**Work order**
Every line of the data below needs to be reproduced exactly.

Collected data entries:
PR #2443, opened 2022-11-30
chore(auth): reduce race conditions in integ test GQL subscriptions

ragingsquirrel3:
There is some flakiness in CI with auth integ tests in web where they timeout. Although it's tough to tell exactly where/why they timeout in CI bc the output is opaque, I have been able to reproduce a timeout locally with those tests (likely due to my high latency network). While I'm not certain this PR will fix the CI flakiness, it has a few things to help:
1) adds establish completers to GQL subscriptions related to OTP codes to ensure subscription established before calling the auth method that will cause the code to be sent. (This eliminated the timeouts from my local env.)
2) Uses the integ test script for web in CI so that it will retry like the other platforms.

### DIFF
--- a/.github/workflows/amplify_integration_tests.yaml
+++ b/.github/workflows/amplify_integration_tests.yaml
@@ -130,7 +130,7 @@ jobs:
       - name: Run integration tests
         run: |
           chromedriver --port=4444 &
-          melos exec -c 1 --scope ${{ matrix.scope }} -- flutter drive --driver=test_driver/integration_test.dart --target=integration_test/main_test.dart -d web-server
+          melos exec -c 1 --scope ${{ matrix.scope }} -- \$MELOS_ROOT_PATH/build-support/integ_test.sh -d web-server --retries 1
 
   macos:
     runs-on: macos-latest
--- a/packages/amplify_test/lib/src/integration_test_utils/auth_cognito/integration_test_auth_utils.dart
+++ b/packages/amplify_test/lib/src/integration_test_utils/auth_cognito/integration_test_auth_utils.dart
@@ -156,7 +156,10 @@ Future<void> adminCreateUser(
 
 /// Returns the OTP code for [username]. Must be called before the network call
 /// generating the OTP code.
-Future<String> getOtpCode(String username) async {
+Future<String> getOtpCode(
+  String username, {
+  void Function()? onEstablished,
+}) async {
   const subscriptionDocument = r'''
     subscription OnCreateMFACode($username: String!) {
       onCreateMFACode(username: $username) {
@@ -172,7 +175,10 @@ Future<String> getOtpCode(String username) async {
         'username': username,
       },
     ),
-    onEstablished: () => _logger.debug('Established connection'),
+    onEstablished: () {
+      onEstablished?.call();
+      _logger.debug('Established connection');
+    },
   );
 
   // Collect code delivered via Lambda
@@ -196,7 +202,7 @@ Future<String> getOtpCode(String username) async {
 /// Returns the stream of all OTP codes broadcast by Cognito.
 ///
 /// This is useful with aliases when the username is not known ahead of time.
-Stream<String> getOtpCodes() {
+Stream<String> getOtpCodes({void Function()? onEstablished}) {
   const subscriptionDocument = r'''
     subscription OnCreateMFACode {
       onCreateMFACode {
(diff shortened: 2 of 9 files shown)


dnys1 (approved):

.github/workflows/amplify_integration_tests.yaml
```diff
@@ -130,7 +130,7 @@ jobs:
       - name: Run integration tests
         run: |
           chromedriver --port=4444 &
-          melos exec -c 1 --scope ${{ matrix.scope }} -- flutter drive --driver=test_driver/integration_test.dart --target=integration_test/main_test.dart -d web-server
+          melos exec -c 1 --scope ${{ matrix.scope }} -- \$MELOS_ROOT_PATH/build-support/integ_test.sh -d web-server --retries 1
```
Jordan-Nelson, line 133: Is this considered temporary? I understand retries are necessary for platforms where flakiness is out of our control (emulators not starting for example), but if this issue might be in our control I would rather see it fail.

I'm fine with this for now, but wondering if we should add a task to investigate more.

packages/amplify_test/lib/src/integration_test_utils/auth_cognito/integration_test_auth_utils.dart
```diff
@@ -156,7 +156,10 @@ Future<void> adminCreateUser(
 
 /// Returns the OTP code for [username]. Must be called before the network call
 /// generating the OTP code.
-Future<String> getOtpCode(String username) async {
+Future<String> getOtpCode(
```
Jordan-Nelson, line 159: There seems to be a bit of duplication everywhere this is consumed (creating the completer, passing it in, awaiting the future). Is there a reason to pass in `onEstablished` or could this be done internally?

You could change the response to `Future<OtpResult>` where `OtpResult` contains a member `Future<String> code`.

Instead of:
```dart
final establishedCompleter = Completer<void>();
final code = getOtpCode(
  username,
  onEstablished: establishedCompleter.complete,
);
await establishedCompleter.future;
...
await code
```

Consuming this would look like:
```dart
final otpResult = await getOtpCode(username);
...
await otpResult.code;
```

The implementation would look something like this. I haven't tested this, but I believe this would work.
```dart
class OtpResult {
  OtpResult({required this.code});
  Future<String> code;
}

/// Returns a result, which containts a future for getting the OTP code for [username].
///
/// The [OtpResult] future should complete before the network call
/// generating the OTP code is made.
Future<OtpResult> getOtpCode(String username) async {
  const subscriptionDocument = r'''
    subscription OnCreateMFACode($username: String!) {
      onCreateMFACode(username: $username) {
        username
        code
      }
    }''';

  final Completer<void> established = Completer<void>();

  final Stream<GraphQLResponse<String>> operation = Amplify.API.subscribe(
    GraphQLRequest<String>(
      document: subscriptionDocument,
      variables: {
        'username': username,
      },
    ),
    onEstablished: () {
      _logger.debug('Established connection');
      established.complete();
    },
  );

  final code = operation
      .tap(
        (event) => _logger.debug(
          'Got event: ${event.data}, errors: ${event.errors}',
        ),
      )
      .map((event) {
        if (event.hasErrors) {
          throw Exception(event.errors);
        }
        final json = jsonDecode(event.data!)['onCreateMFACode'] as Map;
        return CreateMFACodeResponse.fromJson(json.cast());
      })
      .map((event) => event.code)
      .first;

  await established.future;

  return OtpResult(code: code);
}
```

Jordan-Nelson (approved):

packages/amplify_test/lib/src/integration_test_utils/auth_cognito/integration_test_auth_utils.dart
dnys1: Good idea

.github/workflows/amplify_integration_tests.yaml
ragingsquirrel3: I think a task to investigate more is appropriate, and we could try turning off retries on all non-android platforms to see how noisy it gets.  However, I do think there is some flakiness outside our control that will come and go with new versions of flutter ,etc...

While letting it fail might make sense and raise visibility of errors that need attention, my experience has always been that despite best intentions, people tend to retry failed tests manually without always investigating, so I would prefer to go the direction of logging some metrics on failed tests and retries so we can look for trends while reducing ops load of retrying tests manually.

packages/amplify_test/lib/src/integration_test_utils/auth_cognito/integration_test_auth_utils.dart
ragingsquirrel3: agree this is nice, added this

**Expected answer**
PR #2443, opened 2022-11-30
chore(auth): reduce race conditions in integ test GQL subscriptions

ragingsquirrel3:
There is some flakiness in CI with auth integ tests in web where they timeout. Although it's tough to tell exactly where/why they timeout in CI bc the output is opaque, I have been able to reproduce a timeout locally with those tests (likely due to my high latency network). While I'm not certain this PR will fix the CI flakiness, it has a few things to help:
1) adds establish completers to GQL subscriptions related to OTP codes to ensure subscription established before calling the auth method that will cause the code to be sent. (This eliminated the timeouts from my local env.)
2) Uses the integ test script for web in CI so that it will retry like the other platforms.

### DIFF
--- a/.github/workflows/amplify_integration_tests.yaml
+++ b/.github/workflows/amplify_integration_tests.yaml
@@ -130,7 +130,7 @@ jobs:
       - name: Run integration tests
         run: |
           chromedriver --port=4444 &
-          melos exec -c 1 --scope ${{ matrix.scope }} -- flutter drive --driver=test_driver/integration_test.dart --target=integration_test/main_test.dart -d web-server
+          melos exec -c 1 --scope ${{ matrix.scope }} -- \$MELOS_ROOT_PATH/build-support/integ_test.sh -d web-server --retries 1
 
   macos:
     runs-on: macos-latest
--- a/packages/amplify_test/lib/src/integration_test_utils/auth_cognito/integration_test_auth_utils.dart
+++ b/packages/amplify_test/lib/src/integration_test_utils/auth_cognito/integration_test_auth_utils.dart
@@ -156,7 +156,10 @@ Future<void> adminCreateUser(
 
 /// Returns the OTP code for [username]. Must be called before the network call
 /// generating the OTP code.
-Future<String> getOtpCode(String username) async {
+Future<String> getOtpCode(
+  String username, {
+  void Function()? onEstablished,
+}) async {
   const subscriptionDocument = r'''
     subscription OnCreateMFACode($username: String!) {
       onCreateMFACode(username: $username) {
@@ -172,7 +175,10 @@ Future<String> getOtpCode(String username) async {
         'username': username,
       },
     ),
-    onEstablished: () => _logger.debug('Established connection'),
+    onEstablished: () {
+      onEstablished?.call();
+      _logger.debug('Established connection');
+    },
   );
 
   // Collect code delivered via Lambda
@@ -196,7 +202,7 @@ Future<String> getOtpCode(String username) async {
 /// Returns the stream of all OTP codes broadcast by Cognito.
 ///
 /// This is useful with aliases when the username is not known ahead of time.
-Stream<String> getOtpCodes() {
+Stream<String> getOtpCodes({void Function()? onEstablished}) {
   const subscriptionDocument = r'''
     subscription OnCreateMFACode {
       onCreateMFACode {
(diff shortened: 2 of 9 files shown)


dnys1 (approved):

.github/workflows/amplify_integration_tests.yaml
```diff
@@ -130,7 +130,7 @@ jobs:
       - name: Run integration tests
         run: |
           chromedriver --port=4444 &
-          melos exec -c 1 --scope ${{ matrix.scope }} -- flutter drive --driver=test_driver/integration_test.dart --target=integration_test/main_test.dart -d web-server
+          melos exec -c 1 --scope ${{ matrix.scope }} -- \$MELOS_ROOT_PATH/build-support/integ_test.sh -d web-server --retries 1
```
Jordan-Nelson, line 133: Is this considered temporary? I understand retries are necessary for platforms where flakiness is out of our control (emulators not starting for example), but if this issue might be in our control I would rather see it fail.

I'm fine with this for now, but wondering if we should add a task to investigate more.

packages/amplify_test/lib/src/integration_test_utils/auth_cognito/integration_test_auth_utils.dart
```diff
@@ -156,7 +156,10 @@ Future<void> adminCreateUser(
 
 /// Returns the OTP code for [username]. Must be called before the network call
 /// generating the OTP code.
-Future<String> getOtpCode(String username) async {
+Future<String> getOtpCode(
```
Jordan-Nelson, line 159: There seems to be a bit of duplication everywhere this is consumed (creating the completer, passing it in, awaiting the future). Is there a reason to pass in `onEstablished` or could this be done internally?

You could change the response to `Future<OtpResult>` where `OtpResult` contains a member `Future<String> code`.

Instead of:
```dart
final establishedCompleter = Completer<void>();
final code = getOtpCode(
  username,
  onEstablished: establishedCompleter.complete,
);
await establishedCompleter.future;
...
await code
```

Consuming this would look like:
```dart
final otpResult = await getOtpCode(username);
...
await otpResult.code;
```

The implementation would look something like this. I haven't tested this, but I believe this would work.
```dart
class OtpResult {
  OtpResult({required this.code});
  Future<String> code;
}

/// Returns a result, which containts a future for getting the OTP code for [username].
///
/// The [OtpResult] future should complete before the network call
/// generating the OTP code is made.
Future<OtpResult> getOtpCode(String username) async {
  const subscriptionDocument = r'''
    subscription OnCreateMFACode($username: String!) {
      onCreateMFACode(username: $username) {
        username
        code
      }
    }''';

  final Completer<void> established = Completer<void>();

  final Stream<GraphQLResponse<String>> operation = Amplify.API.subscribe(
    GraphQLRequest<String>(
      document: subscriptionDocument,
      variables: {
        'username': username,
      },
    ),
    onEstablished: () {
      _logger.debug('Established connection');
      established.complete();
    },
  );

  final code = operation
      .tap(
        (event) => _logger.debug(
          'Got event: ${event.data}, errors: ${event.errors}',
        ),
      )
      .map((event) {
        if (event.hasErrors) {
          throw Exception(event.errors);
        }
        final json = jsonDecode(event.data!)['onCreateMFACode'] as Map;
        return CreateMFACodeResponse.fromJson(json.cast());
      })
      .map((event) => event.code)
      .first;

  await established.future;

  return OtpResult(code: code);
}
```

Jordan-Nelson (approved):

packages/amplify_test/lib/src/integration_test_utils/auth_cognito/integration_test_auth_utils.dart
dnys1: Good idea

.github/workflows/amplify_integration_tests.yaml
ragingsquirrel3: I think a task to investigate more is appropriate, and we could try turning off retries on all non-android platforms to see how noisy it gets.  However, I do think there is some flakiness outside our control that will come and go with new versions of flutter ,etc...

While letting it fail might make sense and raise visibility of errors that need attention, my experience has always been that despite best intentions, people tend to retry failed tests manually without always investigating, so I would prefer to go the direction of logging some metrics on failed tests and retries so we can look for trends while reducing ops load of retrying tests manually.

packages/amplify_test/lib/src/integration_test_utils/auth_cognito/integration_test_auth_utils.dart
ragingsquirrel3: agree this is nice, added this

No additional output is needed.